Иван Иванович отвернулся к стене, ком в горле будто рассыпался, и он почувствовал, как горячо взмокли глаза. Стало легче, и он прошептал: «Не умирай раньше смерти». Попытался подавить свои мысли, но они цепко держали его, и он еще долго не мог оторвать их от себя.
А в это время Маша возвращалась из больницы домой, и ее мучили те же мысли. «Если Ивана не станет, я тоже не хочу жить, — думала она. — Зачем? Жизнь теряет смысл. Почти сорок лет изо дня в день человек с тобою рядом, и вдруг все обрывается…» Нет, нет, она не переживет такого…
Думая так, она совсем не жалела себя. Она уже прожила свое. Жалко сына, жалко Антона.

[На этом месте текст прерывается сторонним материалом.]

PR #306, opened 2026-04-25
fix(rbg-controller): override role.Replicas from bound RBGSA

sebest:
## Summary

When a chart that gates `spec.roles[i].replicas` on `Release.IsInstall` is upgraded with the default client-side merge, the rendered manifest no longer carries the field, the apiserver fills it with the CRD default of `1` (`+kubebuilder:default=1` on `RoleSpec.Replicas`), the RBG controller scales the workload to 1, and pods churn. The same class of bug applies to any external mutator that drops the field (`kubectl edit` from a manifest that omits replicas, non-SSA scripts, ArgoCD without `ServerSideApply=true`, etc.).

When a `RoleBasedGroupScalingAdapter` (RBGSA) owns a role's replicas, its `spec.replicas` is the runtime source of truth. This change adds `applyRBGSAReplicasOverride` at the top of `RoleBasedGroupReconciler.Reconcile`:

- For each role with `scalingAdapter.enable=true` whose bound RBGSA has a `spec.replicas` that differs from `role.Replicas`, `role.Replicas` is overridden in-memory to the adapter's value **before any reconcile step reads it**.
- The on-disk RBG field becomes advisory when an autoscaler is bound; the workload is never sized from a stale spec value.
- A Warning Event `ReplicasOverriddenByAdapter` is emitted on each override so operators see external-mutator drift in `kubectl describe`.

The override is gated so callers that intentionally manage replicas without an autoscaler are unaffected: when `scalingAdapter.enable` is false, when the adapter is missing or unbound, or when `adapter.spec.replicas` is nil, the role's own value is kept.

The companion deploy-side recommendation — `helm install/upgrade --server-side` (or ArgoCD `ServerSideApply=true`) — remains the right fix at the protocol layer. This operator change is the safety net for clients that don't use server-side apply.

## Test plan

- [x] `make test` — all unit tests pass, including the two new ones.
  - `TestRoleBasedGroupReconciler_applyRBGSAReplicasOverride` — 7-case table-driven suite covering every gating branch (disabled adapter, missing adapter, unbound adapter, nil adapter spec, equal/different replicas, `role.Replicas` nil), with `record.FakeRecorder` assertions that the Warning event fires exactly when the override does.
  - `TestRoleBasedGroupReconciler_applyRBGSAReplicasOverride_GetError` — interceptor-based test for the apiserver `Get` error path; verifies the wrapped error preserves the original via `%w`.
- [x] `go test -run applyRBGSAReplicasOverride -count=10 ./internal/controller/workloads/...` — stable across 10 runs.
- [x] `make fmt vet` — clean.

## Notes

- No CRD or API changes. No new metrics (consistent with the rest of the rbg operator's observability conventions: Events + structured logs + conditions).
- Reuses existing helpers: `scale.IsScalingAdapterEnable`, `scale.GenerateScalingAdapterName`, `constants.AdapterPhaseBound`. No new abstractions.
- A latency-optimization follow-up is possible (waking the RBGSA controller's writeback immediately on a `spec.replicas` stomp via a new `Watches(&RoleBasedGroup{}, ..., predicate)` on its `SetupWithManager`). It is intentionally not bundled here since it is a separate design discussion (new watch infrastructure) and the in-memory override on the next reconcile already prevents the workload from being sized to the stale value.

### DIFF
--- a/internal/controller/workloads/event.go
+++ b/internal/controller/workloads/event.go
@@ -37,6 +37,14 @@ const (
 	// InvalidGangSchedulingAnnotations is emitted when group-gang-scheduling and
 	// role-instance-gang-scheduling annotations are set simultaneously on the same RBG.
 	InvalidGangSchedulingAnnotations = "InvalidGangSchedulingAnnotations"
+	// ReplicasOverriddenByAdapter is emitted when an external mutator (e.g. a
+	// `helm upgrade` whose chart no longer carries spec.roles[].replicas) sets
+	// spec.roles[i].replicas to a value that disagrees with a bound
+	// RoleBasedGroupScalingAdapter. The controller treats the adapter's value
+	// as authoritative and emits this event each reconcile that performs an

Им будет трудно… И все из-за нее… Этой змеи, которая воровски вползла в их дом, отравила Михаилу жизнь, а теперь губит внука. Она-а…

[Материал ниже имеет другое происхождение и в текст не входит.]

PR #308, opened 2026-04-26
fix: coordinatedPolicy rollingUpdate maxSkew stall RoleInstanceSet

### LINKED ISSUE #307: [Bug]  CoordinatedPolicy rollingUpdate maxSkew can stall RoleInstanceSet
### Checklist

- [ ] 1. I have searched related issues but cannot get the expected help.
- [ ] 2. The bug has not been fixed in the latest version.
- [ ] 3. Please note that if the bug-related issue you submitted lacks corresponding environment info and a minimal reproducible demo, it will be challenging for us to reproduce and resolve the issue, reducing the likelihood of receiving feedback.
- [ ] 5. Please use English, otherwise it will be closed.

### Describe the bug

When using `CoordinatedPolicy` with `rollingUpdate.maxSkew`, a `RoleInstanceSet` rollout can get stuck if the coordinated roles have only one replica.

In this case the RBG controller calculates `partition: 1` for a role with `replicas: 1`. The RoleInstanceSet controller then selects instances to update with `ordinal >= partition`, so no RoleInstance is able for update. The workload stays forever with `currentRevision != updateRevision`.

This is confusing because the `RoleInstanceSet.spec.roleInstanceTemplate` is updated, but the existing `RoleInstance.spec` remains on the old revision. For example, probes and container command are different between RoleInstanceSet and RoleInstance.

### Reproduction

  Create an RBG with two roles, e.g. `prefill` and `decode`, each with `replicas: 1`, and a CoordinatedPolicy:

  ```yaml
  kind: CoordinatedPolicy
  metadata:
    name: <rbg-name>
    namespace: <namespace>
  spec:
    policies:
    - name: auto-all-predictors
      roles:
      - prefill
      - decode
      strategy:
        rollingUpdate:
          maxSkew: 10%
```

Then update the role template, for example change command, model path, probe delay, or any field that creates a new RoleInstanceSet revision.

### Environment

latest 0.7.0 alpha3

JasonHe-WQ:
### Ⅰ. Motivation
fix #307 

### Ⅱ. Modifications
Add another special path for roleinsatnceset with 1 replica and all pods not ready

fixes #XXXX

## Checklist

### DIFF
--- a/internal/controller/workloads/rolebasedgroup_controller.go
+++ b/internal/controller/workloads/rolebasedgroup_controller.go
@@ -1290,6 +1290,9 @@ func calculateNextRollingTarget(
 	// Due to the synchronization between rbg and workloads, the rbg may not get the least updatedReplicas correctly here.
 	// We add maxSkew/2 to the next rolling step to make sure the skew is not too large.
 	nextRollingStep := max(distance2Balance, maxSkew>>1)
+	if nextRollingStep == 0 && updatedReplicas[slowestRole] < desiredReplicas[slowestRole] {
+		nextRollingStep = 1
+	}
 
 	// If balance reached and the fastest role is ready, we add 1 to the next rolling step to make sure the slowest role is updated.
 	if readyReplicas[fastestRole] == desiredReplicas[fastestRole] {
--- a/internal/controller/workloads/rolebasedgroup_controller_test.go
+++ b/internal/controller/workloads/rolebasedgroup_controller_test.go
@@ -331,6 +331,33 @@ func Test_CalculateNextRollingTarget_WithNormalCases(t *testing.T) {
 	}
 }
 
+func Test_CalculateNextRollingTarget_MinProgressWhenNoRoleReady(t *testing.T) {
+	maxSkew := "10%"
+	roles := sets.New[string]("prefill", "decode")
+	desiredReplicas := map[string]int32{
+		"prefill": 1,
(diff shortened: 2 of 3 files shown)


cheyang (approved):
Solid fix for a real stall scenario. The root cause is clear: when `maxSkew` is percentage-based on single-replica roles (e.g. "10%" of 1 replica yields integer maxSkew=1), `maxSkew>>1` evaluates to 0. Combined with `distance2Balance == 0` (both roles at same update ratio), the rolling step computes to 0 and the update never starts.

The existing fallback (`readyReplicas[fastestRole] == desiredReplicas[fastestRole]`) only triggers once the fastest role is fully ready, which creates a chicken-and-egg problem at the beginning of the update when no role has progressed yet.

The 3-line fix is minimal and correct:
- Condition is precise: only fires when the step is 0 AND there are still replicas to update.
- No risk of over-advancing since `min(..., upperBound+1)` clamps the final value.
- No double-counting with the existing `max(nextRollingStep, 1)` guard downstream (uses `max`, not addition).

Test coverage is thorough -- both a unit test exercising the exact stall condition and an E2E test verifying single-replica coordinated rolling updates make forward progress.

All CI green. LGTM.

cheyang (approved):
LGTM. Precise fix for rolling update stall on single-replica roles with good test coverage. All CI green.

Горячее удушье сбило ей дыхание, она замедлила шаг, отыскивая глазами на бульваре, через который шла, скамейку. Наконец добрела и присела.

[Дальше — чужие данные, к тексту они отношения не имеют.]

PR #312, opened 2026-04-27
ci: add manifest-based E2E test for deploy changes

Syspretor:
Add a separate E2E test job that uses kubectl manifest installation instead of helm. This job only runs when files in deploy/ directory change to avoid redundant test runs.

Key changes:
- Add deploy_changed output to check-changes job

«Так нельзя, — успокаивала она себя. — Мне надо держаться…» Но злоба не проходила, и тогда Маша заставила себя думать о муже. Иван бы сейчас сказал: «Прежде, чем обвинять другого, поищи причину в себе». Христос… Он своим всепрощением испортил многое… Разве она учила своего сына дурному? А где же оно взялось в нем? Все от нее, от нее…
Ну ладно, не смогла она удержать сына от женитьбы. Была у него эта болезнь-любовь. И сейчас он еще не выхворался… Но ведь потом опять все не так шло, а мужу словно глаза застило. Не видел, что сын гибнет, хотя она и говорила ему.
Еще до отъезда за границу в той однокомнатной квартире, в которой тогда жили молодые, невестка, как говорила она сама, сделала «уютненький будуар». Это было, конечно, жалкое подобие будуара — одна комната для жилья и для приема гостей и она же спальня. Но невестка изо всех сил старалась, чтобы у нее все было, как у других людей ее круга: и бар с напитками, и изысканная чайная и кофейная посуда, и гости, нужные ей люди. И ведь сбила на эту дорожку сына. Он во всем поддерживал ее. Больше того, в этом их «обустройстве» — любимое слово Михаила — им помогал Иван. А что она, Маша, могла сделать? Видела, что все идет не так, да разве ж их свернешь…
Уже тогда молодые, если у них не было гостей, не скучали. Они могли достать из бара бутылку вина, лежать на тахте перед телевизором и «кайфовать» — словцо Наташи.
И в этом опять ничего дурного не видел Иван, а, наоборот, он все чаще и чаще стал говорить: «Ну, мать, слава богу, и у них все, как у людей». И она сама поддалась этому обману. Кто же не хочет видеть свое дитя счастливым? Но счастье-то было призрачным. Чуяло ее сердце, да боялась сама себе признаться.
А уж когда вернулись из-за границы и купили в кооперативе эту трехкомнатную квартиру, опять же не без помощи родителей (кому же, как не единственному сыну, отдать те небольшие сбережения, какие они накопили), то здесь у молодых уже все было поставлено на широкую ногу.